There is a mythic quality to a wrinkly piece of paper on which Willem de Kooning splattered the image of a wide-bodied woman in 1954. By then he had been exploring her contours for several years in paintings. Why did he decide to let her erupt on paper? In those broad, curving lines of brown ink bleeding into spiky points, an ungainly American goddess takes one of her final bows before her creator turned--temporarily--to purely abstract compositions.
In a show of abstract work from the '50s, certain small gestures are as enduring as large ones. Jackson Pollock's little painting, "Number 26" from 1949, is an airy, spattered tracery in ochre, black and orange. The ochre loops are imprinted by a chance meeting with some textured object; the orange slows down to form a pool with the consistency of caked mud.
A small untitled Joan Mitchell work from about 1955 is a soft-spoken, inward-looking thing, its thin brush strokes and trails of impasto hushed by blurred areas and a shy beige-white tonality.
Even in "Struktur," a painting just about twice the size of an art magazine cover, Franz Kline's calligraphic black bridgework looms large.
Among the more spacious works, Richard Pousette-Dart's "No. 1" of 1951 is a standout, with its thickly brushed stacks of vaguely ideographic black-outlined signs and territories of white paint oozing into pyramids.
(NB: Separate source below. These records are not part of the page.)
PR #1233, opened 2016-09-16
GH1318: Add the ability to use default credentials for HttpClient when downlo…

Rookian:
We should be able to authenticate against any web service using by UseDefaultCredentials.
DownloadFileSettings will need a new property UseDefaultCredentials that will be used for HttpClientHandler to set UseDefaultCredentials.
We need this, when we download documents from a Sharepoint website.

### DIFF
--- a/src/Cake.Common/Net/DownloadFileSettings.cs
+++ b/src/Cake.Common/Net/DownloadFileSettings.cs
@@ -18,5 +18,10 @@ namespace Cake.Common.Net
         /// Gets or sets the Password to use when downloading the file
         /// </summary>
         public string Password { get; set; }
+
+        /// <summary>
+        /// Gets or sets a value that controls whether default credentials are sent when downloading the file
+        /// </summary>
+        public bool UseDefaultCredentials { get; set; }
     }
 }
--- a/src/Cake.Common/Net/HttpAliases.cs
+++ b/src/Cake.Common/Net/HttpAliases.cs
@@ -197,7 +197,7 @@ namespace Cake.Common.Net
             // We track the last posted value since the event seems to fire many times for the same value.
             var percentComplete = 0;
 
-            using (var http = new HttpClient())
+            using (var http = new HttpClient(new HttpClientHandler { UseDefaultCredentials = settings.UseDefaultCredentials }))
             {
                 if (!string.IsNullOrWhiteSpace(settings.Username) && !string.IsNullOrWhiteSpace(settings.Password))
                 {


src/Cake.Common/Net/HttpAliases.cs
```diff
@@ -197,7 +197,7 @@ public static void DownloadFile(this ICakeContext context, Uri address, FilePath
             // We track the last posted value since the event seems to fire many times for the same value.
             var percentComplete = 0;
 
-            using (var http = new HttpClient())
+            using (var http = new HttpClient(new HttpClientHandler { UseDefaultCredentials = settings.UseDefaultCredentials }))
```
gep13: @Rookian How does this impact on a user who wants to use a username and password to perform the authentication, rather than the DefaultCredentials?  Does one override the other?

src/Cake.Common/Net/DownloadFileSettings.cs
```diff
@@ -18,5 +18,10 @@ public sealed class DownloadFileSettings
         /// Gets or sets the Password to use when downloading the file
         /// </summary>
         public string Password { get; set; }
+
+        /// <summary>
+        /// Gets or sets a value that controls whether default credentials are sent when downloading the file
```
gep13: Since this is a boolean property, the summary text should start with `Gets or sets a value indicating whether`

src/Cake.Common/Net/HttpAliases.cs
Rookian: Both are different kind of authentications afaik. You usually use DefaultCredentials, if you use NTLM.

gep13: @Rookian yes, I understand that.  However, the DownloadFile alias currently has the ability to specify a username and password for the download to happen.  The change that you are suggesting initializes the HttpClient with UseDefaultCredentials.  My question is, will the specified username and password still work, as a result of the initialization code that you have put in place?

Rookian: The existing behaviour did not change, because UseDefaultCredentials is a bool and therefore is false, which is the default for HttpClient / HttpClientHandler. So this is not a breaking change.

gep13: And what happens if both UseDefaultCredentials, and Username and Password are set?

Rookian: I would say that this makes no sense. The current implementation is using Basic Authentication. My pull request is about supporting NTLM. Maybe we should abstract both into a separate SettingsObject i.e. BasicAuthenticationSettings and NTLMAuthenticationSettings.

gep13: It might not `make any sense` but right now, based on your current implementation, it is possible, and without testing out the code, I am trying to get to the bottom of what `would` happen.  I would have thought that something like this makes sense:

```
using (var http = settings.UseDefaultCredentials ? new HttpClient(new HttpClientHandler { UseDefaultCredentials = true }): new HttpClient())
```

following by, within the settings:

```
if (!settings.UseDefaultCredentials && !string.IsNullOrWhiteSpace(settings.Username) && !string.IsNullOrWhiteSpace(settings.Password))
```

That way, you are forcing the user to either use one authentication mechanism, or the other, but not both at the same time.

Rookian: If you like I can think of an API that would address this issue. But this would be definitely a breaking change. Your implementation is still irritating, because the user can still mix the different configuration.

gep13:
@Rookian in line with our contributing process (https://github.com/cake-build/cake/blob/develop/CONTRIBUTING.md) can you please create an issue, and link to this PR from it?

Also, would it be possible for you to rebase your changes on top of the latest develop branch? Thanks!

gep13:
Relates to #1318

gep13:
@Rookian I have rebased and merged the changes in this PR, and you can find the end result here: https://github.com/cake-build/cake/commit/73a3c2a98e5b05f53153a72ade83945c4397de5a

As a result of rebasing and merging, I am going to manually close this PR, however, your changes have been correctly attributed.  Thanks!

Rookian:
Great!

PR #1234, opened 2016-09-16
[DOC] Adds default CPU count behavior to MSBuild settings documentation

enkafan:
Default behavior without setting the MaxCpuCount will be to compile
projects one at a time. The documentation indicated how to set this to use
all your processors, but didn't indicate the behavior if you didn't.
Because the value of 0 means use all available CPUs I suspect many people
like myself would think that 0 is the default so no value was needed to be
explicitly specified.

See https://msdn.microsoft.com/en-us/library/bb651793.aspx


gep13:
@enkafan thank you for your contribution!

Issue #1032, opened 2016-07-06
Support async callbacks


ejball:
It would be nice if callbacks (e.g. the action callback of `Does()`) supported async callbacks, so that async operations within the callback could be awaited rather than blocked.

``` csharp
Task("Whatever").Does(() =>
{
    ...
    var response = httpClient.GetAsync("http://example.com").GetAwaiter().GetResult();
    ...
}
```

vs.

``` csharp
Task("Whatever").Does(async () =>
{
    ...
    var response = await httpClient.GetAsync("http://example.com");
    ...
}
```

RichiCoder1:
Related: #156

ejball:
Definitely, but to be clear, I'd be just as happy if it blocked on the returned async task. I just want to be able to call `Async` methods with `await` syntax. :-)

devlead:
Relates to PR #1258

adamhathcock:
Updated my PR again https://github.com/cake-build/cake/pull/1258

adamhathcock:
For 0.22?  I'll rebase again in that case :)

devlead:
I've assigned this to 0.23.0

devlead:
Fixed by #1258

jnm2:
This update broke all my code that was doing this:

```cs
void ReusableMethod()
{
    // ...
}

Task("Foo").Does(ReusableMethod);
```

Now I get a series of these messages:

```
Error: Error occurred when compiling build script: error CS0121: The call is ambiguous between the following methods or properties: 'CakeTaskBuilderExtensions.Does(CakeTaskBuilder<ActionTask>, Action)' and 'CakeTaskBuilderExtensions.Does(CakeTaskBuilder<ActionTask>, Func<Task>)'
```

jnm2:
These are the workarounds:
 - `Task("Foo").Does(() => ReusableMethod());`
 - `Task("Foo").Does((Action)ReusableMethod());`

PR #1258, opened 2016-10-04
GH1032: Support Async tasks

adamhathcock:
Issue: https://github.com/cake-build/cake/issues/1032

I have some time inbetween jobs so trying to do this as I attempted to do an async Task.

I'm confused on how to test out an actual script.  I tried to do an integration test.

I went the route of "async by default" so the execute of the `ActionTask` transforms an Action into a Func<Task> then just handle it from there.

### DIFF
--- a/src/Cake.Core.Tests/Fixtures/ScriptHostFixture.cs
+++ b/src/Cake.Core.Tests/Fixtures/ScriptHostFixture.cs
@@ -2,6 +2,7 @@
 // The .NET Foundation licenses this file to you under the MIT license.
 // See the LICENSE file in the project root for more information.
 
+using System.Threading.Tasks;
 using Cake.Core.Diagnostics;
 using Cake.Core.IO;
 using Cake.Core.Scripting;
@@ -18,9 +19,9 @@ namespace Cake.Core.Tests.Fixtures
             {
             }
 
-            public override CakeReport RunTarget(string target)
+            public override Task<CakeReport> RunTargetAsync(string target)
             {
-                return new CakeReport();
+                return System.Threading.Tasks.Task.FromResult(new CakeReport());
             }
         }
 
@@ -48,7 +49,7 @@ namespace Cake.Core.Tests.Fixtures
             Context.Log.Returns(Log);
 
             Engine = Substitute.For<ICakeEngine>();
-            Engine.RunTarget(Context, Arg.Any<IExecutionStrategy>(), Arg.Any<string>())
+            Engine.RunTargetAsync(Context, Arg.Any<IExecutionStrategy>(), Arg.Any<string>())
                 .Returns(new CakeReport());
         }
 
--- a/src/Cake.Core.Tests/Unit/ActionTaskTests.cs
+++ b/src/Cake.Core.Tests/Unit/ActionTaskTests.cs
@@ -3,6 +3,7 @@
 // See the LICENSE file in the project root for more information.
 
 using System;
+using System.Threading.Tasks;
 using Cake.Core.Tests.Fixtures;
 using Xunit;
 
@@ -32,7 +33,7 @@ namespace Cake.Core.Tests.Unit
                 var task = new ActionTask("task");
 
                 // When
-                task.AddAction(c => { });
+                task.AddAction(c => Task.CompletedTask);
 
                 // Then
                 Assert.Single(task.Actions);
@@ -49,7 +50,7 @@ namespace Cake.Core.Tests.Unit
             }
 
             [Fact]
-            public void Should_Throw_On_First_Failed_Action()
+            public async Task Should_Throw_On_First_Failed_Action()
             {
                 // Given
                 var task = new ActionTask("task");
@@ -59,14 +60,14 @@ namespace Cake.Core.Tests.Unit
                 task.Actions.Add((c) => throw new NotImplementedException());
                 task.Actions.Add((c) => throw new NotSupportedException());
                 task.Actions.Add((c) => throw new OutOfMemoryException());
-                var result = Record.Exception(() => task.Execute(context));
+                var result = await Record.ExceptionAsync(() => task.Execute(context));
 
                 // Then
                 Assert.IsType<NotImplementedException>(result);
             }
 
             [Fact]
-            public void Should_Aggregate_Exceptions_From_Actions()
+            public async Task Should_Aggregate_Exceptions_From_Actions()
             {
                 // Given
                 var task = new ActionTask("task");
@@ -77,7 +78,7 @@ namespace Cake.Core.Tests.Unit
                 task.Actions.Add((c) => throw new NotSupportedException());
                 task.Actions.Add((c) => throw new OutOfMemoryException());
                 task.SetDeferExceptions(true);
-                var result = Record.Exception(() => task.Execute(context));
+                var result = await Record.ExceptionAsync(() => task.Execute(context));
 
                 // Then
                 Assert.IsType<AggregateException>(result);
@@ -88,7 +89,7 @@ namespace Cake.Core.Tests.Unit
             }
 
             [Fact]
-            public void Should_Only_Aggregate_Exceptions_When_There_Are_Many()
+            public async Task Should_Only_Aggregate_Exceptions_When_There_Are_Many()
             {
                 // Given
                 var task = new ActionTask("task");
@@ -97,7 +98,7 @@ namespace Cake.Core.Tests.Unit
                 // When
                 task.Actions.Add((c) => throw new NotImplementedException());
                 task.SetDeferExceptions(true);
-                var result = Record.Exception(() => task.Execute(context));
+                var result = await Record.ExceptionAsync(() => task.Execute(context));
 
                 // Then
                 Assert.IsType<NotImplementedException>(result);
--- a/src/Cake.Core.Tests/Unit/CakeEngineTests.cs
+++ b/src/Cake.Core.Tests/Unit/CakeEngineTests.cs
@@ -5,6 +5,7 @@
 using System;
 using System.Collections.Generic;
 using System.Linq;
+using System.Threading.Tasks;
 using Cake.Core.Tests.Fixtures;
 using Xunit;
 
@@ -93,15 +94,15 @@ namespace Cake.Core.Tests.Unit
             public sealed class WithTarget
             {
                 [Fact]
-                public void Should_Throw_If_Target_Is_Null()
+                public async Task Should_Throw_If_Target_Is_Null()
                 {
                     // Given
                     var fixture = new CakeEngineFixture();
                     var engine = fixture.CreateEngine();
 
                     // When
-                    var result = Record.Exception(() =>
-                        engine.RunTarget(fixture.Context, fixture.ExecutionStrategy, null));
+                    var result = await Record.ExceptionAsync(() =>
+                        engine.RunTargetAsync(fixture.Context, fixture.ExecutionStrategy, null));
 
                     // Then
                     AssertEx.IsArgumentNullException(result, "target");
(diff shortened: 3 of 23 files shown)


patriksvensson:
@adamhathcock Sorry for not getting back to you sooner.

Is the purpose of this PR to add support for the `await` keyword in scripts?

Although I'm not opposed to the idea, I feel reluctant to make this many changes in the public APIs in `Cake.Core`. Is there any other way we could make this happen?

adamhathcock:
I could probably try to change things to be additive instead.

Would basically be putting 'Task.Wait' in the old methods be bad or would you want a completely separate path for async?

devlead:
@adamhathcock I think we could start simple with keeping the Tasks synchronous but allowing for running asynchronous code with in the Task.

And an example usage of this could be:
```cake
Task("Async-Test")
    .DoesAsync(async () => {
            using (var client = new HttpClient())
            {
                await client.GetAsync("https://raw.githubusercontent.com/cake-build/cake/develop/build.sh");
                var result = await client.GetAsync("https://raw.githubusercontent.com/cake-build/cake/develop/build.sh");
                Information("Build.sh {0}", result.StatusCode);
            }
    })
    .DoesAsync(async context => {
            using (var client = new HttpClient())
            {
                var result = await client.GetAsync("https://raw.githubusercontent.com/cake-build/cake/develop/build.ps1");
                Information("Build.ps1 {0}", result.StatusCode);
            }
});
```
Will run those 2 actions async when Cake task executes.  And output something like
```
Build.ps1 OK
Build.sh OK
```
build.sh last because it this time took longer for som reason to download.

A rough 5-min implementation could look something like
```csharp
public static class CakeTaskBuilderAsyncExtensions
{
    private static readonly ConcurrentDictionary<string, IList<Func<ICakeContext, Task>>> AsyncTasks = new ConcurrentDictionary<string, IList<Func<ICakeContext, Task>>>();
    public static CakeTaskBuilder<ActionTask> DoesAsync(this CakeTaskBuilder<ActionTask> builder, Func<Task> action)
    {
        return DoesAsync(builder, context => action());
    }

    public static CakeTaskBuilder<ActionTask> DoesAsync(this CakeTaskBuilder<ActionTask> builder, Func<ICakeContext, Task> action)
    {
        AsyncTasks.AddOrUpdate(
            builder.Task.Name,
            key => {
                var tasks = new List<Func<ICakeContext, Task>> {action};
                builder.Does(context => Task.WaitAll(tasks.Select(task => task(context)).ToArray()));
                return tasks;
            },
            (key, list) => {
                list.Add(action);
                return list;
            });
        return builder;
    }
}
```

RichiCoder1:
My two cents: I really, *really* believe that Async/Await should a first class citizen in Cake and I like the direction this PR is heading. I think just patching async support in and using blocking `Task.Wait*` APIs is a bad idea and setting yourself up for long term pain.

patriksvensson:
@RichiCoder1 Yes, but that is a way bigger task to take on. A lot of code will have to be rewritten (most of the core) and to be honest I'm not that the return on investment would be worth it. I think that the change Mattias propose is something that doesn't intrude on the internals and the day we know how to rewrite the engine, it would be trivial to make these changes fit with the new engine.

RichiCoder1:
@patriksvensson I'll continue to respectfully disagree :), as I believe it's worth the investment. That being said, if there is an engine rewrite being pondering, that would be a good time to introduce this kind of broad change.

gep13:
@RichiCoder1 out of interest, what are the use cases or benefits that you see for this type of support?

adamhathcock:
Looking at @devlead 's suggestion, it seems he's doing something to execute things in parallel which is not what I'm trying to accomplish here.

I'm attempting to just execute Tasks synchronously but they're using the `async` and `await` keywords to allow usage of Task-based APIs with the pretty `await` keyword.

I definitely agree running things in parallel is a big change but I'm not seeing what I did as a big change.  It's just pushing some of the idea that a `CakeTask` would use `Task` into the engine.  I recognize that could break things but it should be done sometime :)

Anyway, true parallel execution of tasks is out of scope for me.

devlead:
@adamhathcock well it's only async/parallel with in the same task, in general people only have one "does", but if the do have two async does with in same task wouldn't expectation be to do both async?

adamhathcock:
@devlead You can save `DoesAsync` as a method to mean actually run in parallel.

However, if it's just `Does(Func<Task>)` or `Does(Action)` it's run synchronously.

When people chain `await` in code, it's still run in sync.  There's no parallelization unless there's a `Task.Run` used or something.  I'm just covering the first case using `await`, not the second with parallelization.

adamhathcock:
@patriksvensson any comment? (Or anyone else)  I don't think @devlead 's suggestion is the use case I'm covering.

I just want to support async/await.  Not true parallel execution.  I think changing the internals to do Tasks is a first step for both even if it breaks some things.

devlead:
@cake-build/team what do you think?

adamhathcock:
@devlead @patriksvensson I've updated my branch (I'll rebase) but just wanted to make sure can this be put in?

async/await in Cake scripts are desired for me :)

Cheesebaron:
Tools such as Windows Azure Storage now only have Async methods. Do you really, want Cake AddIn devs to wrap everything in Task.Run or TaskCompletionSource?

patriksvensson:
@adamhathcock Sorry for the radio silence about this. I haven't been able to put in as much time as I would have wanted in the project.

Would adding async/await support for tasks break existing scripts?

adamhathcock:
@patriksvensson Nope!  It adds a new overload for `Task` to be used by async scripts.  Internally, the old method gets converted a completed task (this change is in CakeTaskBuilderExtensions.cs I think)

The big changes are internal to make the engine be a Task (async all the way) but the scripts themselves can be `Task` or not.

I think the tests say it all.  All of the old test scripts work and I added a new one that has an `async Task` task using `await` inside.

patriksvensson:
@adamhathcock Will take a closer look at the PR to understand better how it works, but this change sounds OK to me 👍

@cake-build/cake-team Any thoughts about this?

patriksvensson:
@adamhathcock Since this PR contains breaking changes (ABI compatibility), we've decided to merge this PR with 0.21 if it's OK with you (since that release will contain other breaking changes).

src/Cake.Core.Tests/Fixtures/ScriptHostFixture.cs
```diff
@@ -18,9 +19,9 @@ public TestingScriptHost(ICakeEngine engine, ICakeContext context)
             {
             }
 
-            public override CakeReport RunTarget(string target)
+            public override Task<CakeReport> RunTarget(string target)
             {
-                return new CakeReport();
+                return System.Threading.Tasks.Task.FromResult(new CakeReport());
```
RichiCoder1: Isn't `System.Threading.Tasks` redundant here?

RichiCoder1:
Oh, probably a dum question, but are the script engines we use smart enough to know not to end script exection after `RunTarget` fires since it's async now? (would need to make sure that this is testing with tasks that actually run ask (file i/o etc...) otherwise the tasks just run sync and it'll work like normal)

patriksvensson:
@RichiCoder1 Excellent point. We should absolutely make sure that errors are handled properly before merging this PR.

src/Cake.Core.Tests/Fixtures/ScriptHostFixture.cs
patriksvensson: Yes, I think so as well.

RichiCoder1:
@adamhathcock If you don't get there before more, I can throw together some simple `.cake`s that exercise these paths. Been forever since I ran cake from source, but I should be able to try this branch out tomorrow :)

devlead:
@RichiCoder1 @adamhathcock preferably as additions to the integration tests.

RichiCoder1:
Ooo, true. I don't think I've touched cake source code since they were introduced majorly. I'll look into it.

devlead:
@RichiCoder1 the integration tests are located at
https://github.com/cake-build/cake/tree/develop/tests/integration

adamhathcock:
@RichiCoder1 it's still synchronous in that code execution is paused then resumed when the `await` ed code is ready.  There doesn't need to be much special case.  This is just usage of the `async`/`await` keywords.  Nothing executes in parallel.

@patriksvensson fine by me.  It is a breaking change in that sense and makes sense to group with others.

adamhathcock:
Also, error handling with `async`/`await` doesn't require anything special unless you're rewriting the stack.  I don't think extra error handling is necessary.  If there's already tests, then issues would have shown up as the engine is Task based now.

src/Cake.Core.Tests/Fixtures/ScriptHostFixture.cs
adamhathcock: This is actually necessary because there's a build failure if you don't fully qualify.  `ScriptHost.Task` conflicts.

RichiCoder1:
@adamhathcock Yes, but suppose you have something like the following (pseudocode warning):
```
#addin MyAsync.Library

var target = Argument("target", "Default");

Task("Work-With-A-File")
   .Does(async () =>
{
    await DoFileThingAsync();
});

Task("Default").IsDependentOn("Work-With-A-File");

RunTarget(target); // <--- Without an await, will this wait until Work-With-A-File is done, or continue once the sync portion of the code finishes?
```

src/Cake.Core.Tests/Fixtures/ScriptHostFixture.cs
RichiCoder1: Ahh, that makes sense :). And it does look better than `using Task = System.Threading.Tasks.Task`; since it's only used one.

adamhathcock:
Ah crap.  I didn't realize those are the same.  People need to make a RunTargetAsync method and have the old RunTarget call that with a wait.

I'll fix this soon.  Late here.

adamhathcock:
Okay, updated.  `RunTarget` calls `RunTargetAsync` on the script host.  I did some renaming to add Async suffixes on things that looked public like `ICakeEngine` to make it clear.

I'll collapse the commits later.

RichiCoder1:
When this is merged, will probably want to document the difference somewhere after this is merged.

adamhathcock:
@patriksvensson and @RichiCoder1 still on the 0.21 milestone?

patriksvensson:
@adamhathcock yes, I think so. Am I right @cake-team?

devlead:
@adamhathcock @patriksvensson I would think v0.22.0 as we inserted the .NET tooling parity milestone as 0.21.0, it's nearly ready to ship though. And not much left in 0.22.0 so should be able to ship not to distant future.

If pr could be rebased into one commit against latest develop we could review it directly post 0.21.0 release.

adamhathcock:
@devlead rebased again

adamhathcock:
Disappointed this didn't make it into 0.22 . rebased again

adamhathcock:
ping @patriksvensson

devlead:
@adamhathcock I'll review this and if I find no issues it'll be shipped with 0.23.0

patriksvensson:
@adamhathcock I'm really sorry about this. It's been so much work with getting the 0.22 out and for some reason, we forgot to attach this issue to a milestone, which in turn made us forget about it.

This is something that we really want included in Cake, so we hope that you can forgive us for the oversight.

adamhathcock:
@patriksvensson No big deal.  I was just wanting it in.  Makes my life a lot easier :)

devlead:
Integration tests fail with 
```bash
Error: Error occurred when compiling build script: /pullrequest/tests/integration/Cake.Common/IO/FileAsync.cake(17,54):
error CS1503: Argument 1: cannot convert from 'Cake.Core.IO.FilePath' to 'string'
/pullrequest/tests/integration/Cake.Common/IO/FileAsync.cake(18,55):
error CS1503: Argument 1: cannot convert from 'Cake.Core.IO.FilePath' to 'string'
```

adamhathcock:
Needed a ToString() :)

adamhathcock:
Rebased

devlead:
@adamhathcock your changes have been merged, thanks for your contribution 👍

adamhathcock:
:)

PR #1263, opened 2016-10-08
Corrects the grammar "do/does" in exception messages and tests

stevensona:
Hey guys,
 I was turned onto the project by the Hanselminutes podcast. I dove right in and noticed that the exception messages had a grammar error. So I updated the messages and associated tests to reflect the change.


gep13:
@stevensona thank you very much for taking the time to make these corrections, it is much appreciated!

gep13:
>@stevensona said...
I was turned onto the project by the Hanselminutes podcast. I dove right in 

Glad to hear that you liked the show! We were very grateful to @shanselman for having @patriksvensson on.  Let us know if you have any questions about getting started with Cake.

Lee Krasner is well served here, too, with "Desert Moon" from 1955, in which torn pieces of fuchsia-painted paper and strong black verticals chirp harshly on an orange-over-purple ground.
Other first and second-generation New York School painters in this nostalgia-inducing show include Conrad Marca-Relli, James Brooks, Grace Hartigan, Michael Goldberg, Emerson Woelffer, Alfred Leslie and Milton Resnick. (Manny Silverman Gallery, 800 N. La Cienega Blvd., to June 4.)